PR #756, opened 2017-09-19
Library on displayed cats from UniMath/TypeTheory

benediktahrens:
This PR brings many of the files on displayed categories to UniMath/UniMath.
Two files not included here depend on other files in UniMath/TypeTheory, and are very specialized anyway.

This PR does not pass the Travis test yet, for the following reason: an example - the displayed category of topological spaces - requires the "Topology" package, which CT should not depend on.
It is not clear to me how to solve this issue: neither of Topology or CT should depend on the other package. The only solution to avoid this, though, would be to have a third package depending on both, which could then contain that example. That is quite silly, though... Suggestions welcome!


DanGrayson:
Why not move the example into the Topology package?  That would be better than putting Topology before CategoryTheory in the list of package, because CategoryTheory is more basic.

benediktahrens:
On 09/19/2017 07:12 PM, Daniel R. Grayson wrote:
> Why not move the example into the Topology package?  That would be
> better than putting Topology before CategoryTheory in the list of
> package, because CategoryTheory is more basic.

Yes, that is one possibility. If that is the preferred one, I'll
implement it.

benediktahrens:
I have moved the example of the displayed category of topological spaces to the package Topology. The PR should compile fine on Travis now.

UniMath/CategoryTheory/DisplayedCats/Codomain.v
```diff
@@ -0,0 +1,192 @@
+
+(** * Examples
+
+A typical use for displayed categories is for constructing categories of structured objects, over a given (specific or general) category. We give a few examples here:
```
rmatthes: This comment does not seem to fit the file contents.

benediktahrens:
On 09/20/2017 05:57 PM, Ralph Matthes wrote:
> rmatthes commented on this pull request.
>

+--

Task description → Extract all lines from the data in which "rmatthes" is found.

Solved problem →
rmatthes: This comment does not seem to fit the file contents.
> rmatthes commented on this pull request.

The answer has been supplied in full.